What is the effect of Apache Nifi on data transfer and monitoring between multiple platforms?
First of all, will try to find the answer to some primary questions “What is the Apache Nifi” and “Why use Nifi” in this article. Afterward, will give and explain technical detail about the tool and environment.
If you need a standard definition, you can check it here, but I will define it as a Nifi user/developer.
Nifi is basically a connection service for data between multiple protocols and platforms. It can transport the data from queue to queue, queue to service or database to queue, etc. Platform and protocol scope is extremely huge because its design allows different things to be done with a module (Processor) or configuration.
The significant point of here is that Nifi provides data transfer between structures and platforms operating independently from each other. It also helps us track data transfer stages in detail. This tool allows fast development to developers because of provides these facilty.
It has many configurations to run on the operating system. The most striking feature is that it can provide clustering structure. It allows simultaneous work on more than one hardware(OS) with a master node and multiple sub-nodes. It can provide task communication between all these nodes with the embedded Zookeeper.
When we consider it in terms of software design, it has that can be improved with modules. Its name is “Processor”. If you start to develop a Nifi flow in order to your data transportation, you will often encounter this term.
“Each service has a specific job”. This definition may seem familiar from somewhere. If you have microservice experience, you’ve definitely heard of this definition. Nifi architecture is also designed based on this.
“Each processor has a specific job”. Each processor does the job defined under his responsibility. After performing this task, it archives the result and the input processor receives and sends it to the next processor.
Processors share data with each other through a small queue between them. This queue can keep the flow file on itself to forward to the next processor, but it has a maximum data limit. If you want to read more, here.
Nifi comes with many basic processors. These are designed to provide basic data transfer flow and contain many different configurations. Some of these processors are as follows; ConsumeAMQP, PublishAMQP, QueryDatabaseTable, PutFile, InvokeHTTP, etc.

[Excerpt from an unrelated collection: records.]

PR #4097, opened 2020-12-29
fix(Core/Spell): Killing Spree range

Kitzunu:
Co-Authored-By: Keader <keader.android@gmail.com>

## Changes Proposed:
Spell Killing Spree is missing some hits when the target is moving. The spell responsible for the main hand damage is: 57841, and off-hand damage: 57842.
The issue is: 57841 has 5 yards range, but 57842 has "self range". So if the target is moving, 57841 will hit, but 57842 will fail (out of range).

## Tests Performed:
- Builds
- Tested in-game

## How to Test the Changes:

1. Use .cast 57841 in a creature with a 3~4y distance. Only 1 damage will be applied
2. Use .cast 57841 very close to the creature. 2 Damages will be applied.

## Target Branch(es):
- [x] Master

 

Helias (approved):

pklloveyou:
Tested

Issue #5513, opened 2021-04-28
[MINING] Double Node (Tin/Silver) in Silverpine Forest


Azcobu:
#### WHAT CLIENT DO YOU PLAY ON?

- [ ] enGB
- [X] enUS
- [ ] other (specify)

##### FACTION

- [ ] Alliance
- [X] Horde

##### CONTENT PHASE:

- [X] Generic
- [X] 1-19
- [ ] 20-29
- [ ] 30-39
- [ ] 40-49
- [ ] 50-59

##### CURRENT BEHAVIOUR:

Original report: https://github.com/chromiecraft/chromiecraft/issues/474

Double Node of Tin Vein and Silver Vein at [59,50|75,50] in Silverpine Forest.

Node GUIDS are 35547 and 42971.

![WoWScrnShot_042821_201838](https://user-images.githubusercontent.com/81782124/116392144-405b0b00-a85f-11eb-93af-14b01137a06d.jpg)

##### EXPECTED BLIZZLIKE BEHAVIOUR:

No double Node spawn.

##### STEPS TO REPRODUCE THE PROBLEM:

1.  .go o 42971
2.  Observe.

##### AC HASH/COMMIT:

https://github.com/chromiecraft/azerothcore-wotlk/commit/91081f4ad8fed98d7bdc9c0ae13d05c86032df9f

##### OPERATING SYSTEM:

Ubuntu 20.04

##### MODULES:

- [mod-cfbg](https://github.com/azerothcore/mod-cfbg)
- [mod-duel-reset](https://github.com/azerothcore/mod-duel-reset)
- [mod-desertion-warnings](https://github.com/azerothcore/mod-desertion-warnings)
- [mod-ah-bot](https://github.com/azerothcore/mod-ah-bot)
- [mod-eluna-lua-engine](https://github.com/azerothcore/mod-eluna-lua-engine)
- [mod-server-auto-shutdown](https://github.com/azerothcore/mod-server-auto-shutdown)
- [lua-LevelUpReward](https://github.com/55Honey/Acore_LevelUpReward)
- [lua-CarbonCopy](https://github.com/55Honey/Acore_CarbonCopy)

##### OTHER CUSTOMIZATIONS:

None.

##### SERVER:

ChromieCraft

ErnestoGonzalezC:
Which of the two should be removed? or just change the location of one?

Azcobu:
[...]

PR #5514, opened 2021-04-28
fix(DB/Gameobject): Remove duplicate mining node.

ErnestoGonzalezC:
## Changes Proposed:
-  Remove duplicate mining node

## Issues Addressed:
- Closes 

- https://github.com/azerothcore/azerothcore-wotlk/issues/5513

## Tests Performed:

- ``.go o 35547``
- Verify that there is no duplicate node

## Target Branch(es):
- [x] Master

 

FrancescoBorzi (approved):

pklloveyou:
Tested

Si1ker:
@ErnestoGonzalezC Don't delete content, if is already in the DB is for a reason, move it.

Any duplicate is seen as "duplicate" just because they are together, so the right fix is to move them away so we eliminate the "duplicate" behaviour (unless is a unique NPC/Gobject)

So please move them instead of deleting them. Take this note also for future references in case you encounter any duplicate.

T1ti:
They weren't duplicate, they had a different ID
image
One is tein vein, the other is silver.

They just need to be pooled so they don't spawn at the same time

FrancescoBorzi:
I agree, I've overlooked this one earlier

PR #5550, opened 2021-04-30
feat(CI): PR Labeler

Kitzunu:
Not yet implemented it on Azerothcore/Github-Actions

So I remember what everything does :D 

https://github.com/dorny/paths-filter
https://github.com/TrinityCore/GitHub-Actions/tree/pr-labeler


Kitzunu:
Actually I want to do this in a fork to avoid clogging the pipeline as it runs both Push and PullRequest CI's

PR #5556, opened 2021-04-30
fix(Core/BattlegroundAB): Add missing Victory near sound

Kitzunu:
Kind of a cp of https://github.com/TrinityCore/TrinityCore/commit/2ac7499f66a80296486b7df6286ff503c8cdf3b9

## Changes Proposed:
-  Add horde sound  

## Tests Performed:

- None 

## How to Test the Changes:

Play Arathi Basin as normal and check if the correct horde sound is playing

## Target Branch(es):
- [x] Master

 

Helias (approved):

Kitzunu:
Assuming it played a sound before the PR, I don't think we need to test this...

Helias:
I agree

PR #5569, opened 2021-05-01
chore(template): Make them less intimidating

Kitzunu:
## Changes Proposed:
Part https://github.com/azerothcore/wiki/pull/454

My goal is to make the size of the files smaller for 2 reasons.

1. To make them less intimidating.
    1. Previously both templates were big and bombarded with information, and some that are not really necessary but just there to fill out the template.
    2. By just having the most vital parts there makes them slimmer and seem more welcoming to a new user, or an old contributor.
    3. We still have the most vital explanations of each topic in the template as well as each topic is very self-explanatory.
    4. We have a further explanation on the forum
2. To reduce the blank space spam in the webhook
image


FrancescoBorzi (approved):

Winfidonarleyan:
Good pr

Kitzunu:
Nobody merge this until wiki pr is merged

You may have jobs that cannot be done with the existing processor. Some workflow needs a more specific one for your task. So you can develop your processor with Java.
It has many rules for developing your processor. The most important thing to know when developing your own processor is the version. While running Nifi and compiling the custom processor that your developing, you should use the same JDK or your running Nifi must high version JDK.
Let’s try to develop our custom processor. I’ll show you move data on flow and manipulate it in this.
Firstly, add a new Archetype in IDE if this is your first processor development.
-GroupId: org.apache.nifi-ArtifactId: nifi-processor-bundle-archetype-Version: 1.5.0
Don't forget the additional property for maven.
-Name: artifactBaseName-Value: customProcessor
After complete all setup properties, you will have a new project for custom processor development.
I will share the code below the article.
After coding, you should build your project to use “maven clean install”.
Your processor build result keeps in the “Target” folder in your “nar” module root.
Copy this nar file from here to Nifi Root at the “lib” folder.
Also, you will see the other default processors in there.
Custom processor development and deployment processes ended successfully.
You can start the Apache Nifi and put your custom processor on your flow page.